Psoralen C2 at the 5’-terminus of an oligonucleotide serves effectively as a cross-linking reagent in double-stranded oligonucleotides. The 6 atom spacer arm of Psoralen C6 allows cross-linking with a triplex oligonucleotide strand. Click Chemistry with psoralen azide and one of our many nucleosidic and non-nucleosidic alkyne derivatives has the potential to generate a variety of practical cross-linkers. The well known reversible cross-linking behavior of psoralen with an adjacent thymidine residue could be very useful.
Coupling: 10 minute coupling time recommended.
Deprotection: Mild: 0.4M Methanolic NaOH 17hr @ RT or ammonium hydroxide 24h @ RT.|Note: NaOH is not compatible with dmf protecting groups.

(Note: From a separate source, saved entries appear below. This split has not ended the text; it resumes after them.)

PR #2751, opened 2019-09-11
Implement poisoned dagger

EvadLhorg:
progress towards #2641 

copied and adjusted the handler body from stone crows

### DIFF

Psoralen C2 is designed to crosslink to a T residue adjacent to the 3'-terminus of the opposite strand of double stranded DNA. Psoralen C6 is intended to fulfill the same purpose but, with the longer spacer, crosslinks to the triple strand of triplex DNA.Max excitation=330nm, observed at max 395nm||
Psoralens are a class of naturally occurring heterocyclic compounds which intercalates between bases in double-stranded or triple stranded DNA. Upon exposure to long wavelength light (350 nm) Psoralen forms covalent linkages to Thymidine (cyclobutane linkage). Psoralen is a bifunctional reagent and can form either a monoadduct, linking one adjacent thymidine on the same or complimentary strand, or a diadduct, linking adjacent thymidines on the same or complimentary strands. Diadducts formed between adjacent thymidines are photoreversable with short wavelength UV light (254 nm).